> **Exercise data**:
PR #16529, opened 2026-08-27
teams: smoother members date formatting (fixes #16524)

### LINKED ISSUE #16524: Hoist the members-list DateTimeFormatter
**rating:** 41/100 &nbsp;·&nbsp; **proposed by:** kimi(r1), kimi(r2)

`MembersAdapter` builds a `DateTimeFormatter.ofPattern(...).withZone(...)` per adapter instance (:34) and formats lastVisitDate at bind (:113); TimeUtils.getFormattedDate(Long?) already exists as the shared formatter for this timestamp.

**Ask:** drop the per-adapter `DateTimeFormatter` and format `lastVisitDate` through the existing shared `TimeUtils.getFormattedDate(Long?)` helper instead.

**Files:** `ui/teams/members/MembersAdapter.kt`

**Verification:** Verified the field at :34, the bind-time format, and that TimeUtils.getFormattedDate(Long?) exists at TimeUtils.kt:79. Same agent proposed it in two rounds with two different fixes — counted once.

dogi:
## Summary

`MembersAdapter` built a `DateTimeFormatter.ofPattern(...).withZone(...)` per adapter instance and formatted `lastVisitDate` at bind time. This drops the per-adapter formatter and routes the timestamp through the existing shared `TimeUtils.getFormattedDate(Long?)` helper, removing duplicated formatting logic.

Fixes #16524.

## Changes

- Removed the per-adapter `dateFormatter` field (`DateTimeFormatter.ofPattern(TimeUtils.DATE_FORMAT).withZone(ZoneId.systemDefault())`) from `MembersAdapter`.
- Removed now-unused imports (`java.time.Instant`, `java.time.ZoneId`, `java.time.format.DateTimeFormatter`).
- Format `lastVisitDate` at bind time via `TimeUtils.getFormattedDate(memberData.lastVisitDate)`.

## Verification

- Added two unit tests to `MembersAdapterTest`:
  - `testOnBindViewHolder_lastVisitDate_usesSharedTimeUtilsFormatter` — asserts the bound `tvLastVisit` text contains the value produced by `TimeUtils.getFormattedDate(timestamp)`.
  - `testOnBindViewHolder_nullLastVisitDate_showsNoVisit` — asserts the `no_visit` string is shown when `lastVisitDate` is null.
- Ran `./gradlew :app:testDefaultDebugUnitTest --tests "org.ole.planet.myplanet.ui.teams.members.MembersAdapterTest"` — all 6 tests pass (4 existing + 2 new), 0 failures.

## Notes

The shared helper uses `TimeUtils`'s `defaultDateFormatter` (`EEEE, MMM dd, yyyy`, UTC), so the displayed format for last-visit dates changes from `dd MMM yyyy` (system zone) to the shared format. This consolidates formatting into the single shared helper as requested by the issue.

@dogi can click here to [continue refining the PR](https://app.all-hands.dev/conversations/c2a03c66-bd1e-48ae-b73e-2df7044e3191)


dogi:
## Review: last-visit date formatting via shared `TimeUtils`

**Rating: 48/100** — this is not the refactor it's presented as. `TimeUtils.getFormattedDate` uses a **different pattern and a different timezone** from the formatter it replaces, so the members list will render visibly different dates — and the new test can't detect it.

### The two formatters are not equivalent

Removed from `MembersAdapter`:

```kotlin
DateTimeFormatter.ofPattern(TimeUtils.DATE_FORMAT).withZone(ZoneId.systemDefault())
// TimeUtils.DATE_FORMAT == "dd MMM yyyy"          →  "11 Mar 2024"
// zone: system default
```

What `TimeUtils.getFormattedDate(date: Long?)` actually uses (`TimeUtils:46-48`, `:79-86`):

```kotlin
private val defaultDateFormatter by lazy {
    DateTimeFormatter.ofPattern("EEEE, MMM dd, yyyy", defaultLocale).withZone(utcZone)
}
// utcZone = ZoneId.of("UTC")                       →  "Monday, Mar 11, 2024"
```

Two independent changes, neither mentioned:

1. **Display format.** `"dd MMM yyyy"` → `"EEEE, MMM dd, yyyy"`. Every row in the joined-members list goes from `11 Mar 2024` to `Monday, Mar 11, 2024` — roughly triple the width, in a `RowJoinedUserBinding` row that also carries name, visit count and role. That's a layout question, not just a cosmetic one.
2. **Timezone.** System-default → **UTC**. For a user at UTC−5, a visit recorded at 20:00 local on 10 March now displays as 11 March. Every member west of UTC will see last-visit dates that disagree with what the user remembers, and it'll be off by one for a chunk of each day.

`TimeUtils.DATE_FORMAT` — the constant the adapter was using — is now unreferenced by this call path, which is the tell that the "shared" function isn't the same thing.

### The test can't catch either change

```kotlin
val expected = TimeUtils.getFormattedDate(timestamp)
assertTrue(viewHolder.binding.tvLastVisit.text.toString().contains(expected))
```

The expectation is computed by calling **the same function under test**. This passes for any format `getFormattedDate` might return, including one nobody intended — it asserts only "the adapter calls this function", never "the adapter renders this text". A literal expectation is what's needed:

```kotlin
assertTrue(viewHolder.binding.tvLastVisit.text.toString().contains("11 Mar 2024"))
```

That version fails on this branch, which is exactly why it's the one worth having. (It would need a fixed timezone/locale in the test to stay stable — which is itself a useful forcing function for deciding what zone this should render in.)

The `no_visit` test is fine and does assert a real string.

### What the fix looks like

If the goal is genuinely to stop hand-rolling a formatter in the adapter — a good goal — `TimeUtils` already has the machinery. `formatterFor(pattern, zone, locale)` is private but caches per `(pattern, zone, locale)` in a `ConcurrentHashMap`, so a small public wrapper preserves today's output exactly:

```kotlin
// TimeUtils
fun getFormattedShortDate(date: Long): String =
    formatterFor(DATE_FORMAT, ZoneId.systemDefault()).format(Instant.ofEpochMilli(date))
```

Then `MembersAdapter` calls that, the pattern constant stays load-bearing, the formatter is shared and cached process-wide rather than per-adapter-instance, and nothing on screen moves.

If instead the long UTC format *is* wanted here, that's a product decision — but it needs to be stated in the PR, checked against the row layout, and justified for the timezone shift.

**Verdict:** needs a change. The refactor is worth doing; this particular substitution changes user-visible output in two ways and ships with a test that is structurally incapable of noticing.

---

dogi:

---

dogi:
@dogi Thanks for the review — all three points addressed in 0c28dc6928f092a4e269fb1cdacb62eabf52775a.

**1. Display format + timezone now preserved.** The substitution to `getFormattedDate(Long?)` was wrong: it uses the long `EEEE, MMM dd, yyyy` pattern in UTC, not the `dd MMM yyyy` / system-default zone the per-adapter formatter used. Added `TimeUtils.getFormattedShortDate(Long)` — a cached wrapper around `formatterFor(DATE_FORMAT, ZoneId.systemDefault())` — and the adapter now calls that. This hoists the per-adapter formatter into the shared, process-wide `ConcurrentHashMap` cache (the actual goal of the issue) while keeping the on-screen output byte-identical to the pre-PR code. `DATE_FORMAT` stays load-bearing.

**2. The tautological test is fixed.** It previously asserted the bound text `contains(TimeUtils.getFormattedDate(timestamp))` — a re-call of the function under test, so it passed for any format. Replaced with a literal expectation (`11 Mar 2024`) pinned to a fixed `TimeZone`/`Locale` (UTC / US), restored in a `finally`. This fails if the pattern or zone regresses — exactly the forcing function you described. The `no_visit` test was already correct and is unchanged.

**3. Verification.** `./gradlew :app:testDefaultDebugUnitTest --tests MembersAdapterTest --tests TimeUtilsTest` — MembersAdapterTest 6/6 pass (incl. both last-visit tests), TimeUtilsTest 25/25 pass, 0 failures.

_This reply was created by an AI agent (OpenHands) on behalf of the repository maintainers._

dogi:
## Review: 86/100 — mergeable

Both problems from my earlier pass are fixed, and fixed the right way rather than by adjusting the test to match.

### The formatting is now genuinely identical ✅

The earlier version reused `defaultDateFormatter`, which is `"EEEE, MMM dd, yyyy"` in **UTC** — a different pattern *and* a different zone from what `MembersAdapter` rendered, so last-visit dates would have changed shape and could land on the wrong day. This version adds a dedicated `getFormattedShortDate` instead:

```kotlin
formatterFor(DATE_FORMAT, ZoneId.systemDefault())      // "dd MMM yyyy", system zone
```

versus what it replaces:

```kotlin
DateTimeFormatter.ofPattern(TimeUtils.DATE_FORMAT).withZone(ZoneId.systemDefault())
```

Same pattern constant, same zone. Behaviour-preserving.

**The formatter cache is correctly keyed**, which matters more than it looks: `FormatterKey(pattern, zone, locale)` includes the zone and the locale, and both are evaluated per call, so a locale or timezone change produces a fresh entry rather than serving a stale formatter. That's also what makes the test's `TimeZone.setDefault` pinning actually work — `ZoneId.systemDefault()` resolves through `TimeZone.getDefault()`, so the pin reaches the formatter. (Worth contrasting with #16475 in this queue, where the same pinning idiom does *not* reach SQLite's `'localtime'`.)

### The test is a real assertion now ✅

The literal `"11 Mar 2024"` replaces the earlier self-referential expectation that called the function under test — which could only ever agree with itself. `DATE_FORMAT` is `"dd MMM yyyy"`, so the literal is right, and the comment saying why it's a literal is worth keeping. Locale and timezone are pinned and restored in a `finally`. The null-`lastVisitDate` companion test covers the other branch.

### Small side benefit

The per-instance `dateFormatter` field is gone, so all `MembersAdapter` instances now share one cached formatter instead of constructing one each.

### Nits

- `Locale.getDefault()` (via `formatterFor`'s default) vs `DateTimeFormatter.ofPattern(String)`'s `Locale.getDefault(Locale.Category.FORMAT)` — these can diverge if an app sets a separate FORMAT-category locale. Android effectively never does, and the explicit form is the more predictable of the two, so this is a footnote rather than a concern.
- `e.printStackTrace()` in the new function matches its neighbours in `TimeUtils`, but runs against the direction #16595 is establishing.
- The second test's `assertTrue(...contains(expected))` would be tighter as `assertEquals`, and it fully-qualifies `android.content.Context` / `org.ole.planet.myplanet.R` inline. The new `java.util.*` imports are also placed after the project imports, against the file's existing ordering.

**Contention:** #16422 modifies the same `MembersAdapter.kt` (the `tvTitle` binding) **and** adds cases to the same `MembersAdapterTest.kt`. Different hunks, but both test files grow at the end — expect to reconcile whichever lands second. #16422 is already at `ready`.

**Verdict:** mergeable.

---

Okuro3499 (approved):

> **Task directions**: What you give back should be only the lines of the records above, starting at the line with "If the goal" and ending at the line with "Display format +", restated word for word.

> **Solution**:
If the goal is genuinely to stop hand-rolling a formatter in the adapter — a good goal — `TimeUtils` already has the machinery. `formatterFor(pattern, zone, locale)` is private but caches per `(pattern, zone, locale)` in a `ConcurrentHashMap`, so a small public wrapper preserves today's output exactly:

```kotlin
// TimeUtils
fun getFormattedShortDate(date: Long): String =
    formatterFor(DATE_FORMAT, ZoneId.systemDefault()).format(Instant.ofEpochMilli(date))
```

Then `MembersAdapter` calls that, the pattern constant stays load-bearing, the formatter is shared and cached process-wide rather than per-adapter-instance, and nothing on screen moves.

If instead the long UTC format *is* wanted here, that's a product decision — but it needs to be stated in the PR, checked against the row layout, and justified for the timezone shift.

**Verdict:** needs a change. The refactor is worth doing; this particular substitution changes user-visible output in two ways and ships with a test that is structurally incapable of noticing.

---

dogi:

---

dogi:
@dogi Thanks for the review — all three points addressed in 0c28dc6928f092a4e269fb1cdacb62eabf52775a.

**1. Display format + timezone now preserved.** The substitution to `getFormattedDate(Long?)` was wrong: it uses the long `EEEE, MMM dd, yyyy` pattern in UTC, not the `dd MMM yyyy` / system-default zone the per-adapter formatter used. Added `TimeUtils.getFormattedShortDate(Long)` — a cached wrapper around `formatterFor(DATE_FORMAT, ZoneId.systemDefault())` — and the adapter now calls that. This hoists the per-adapter formatter into the shared, process-wide `ConcurrentHashMap` cache (the actual goal of the issue) while keeping the on-screen output byte-identical to the pre-PR code. `DATE_FORMAT` stays load-bearing.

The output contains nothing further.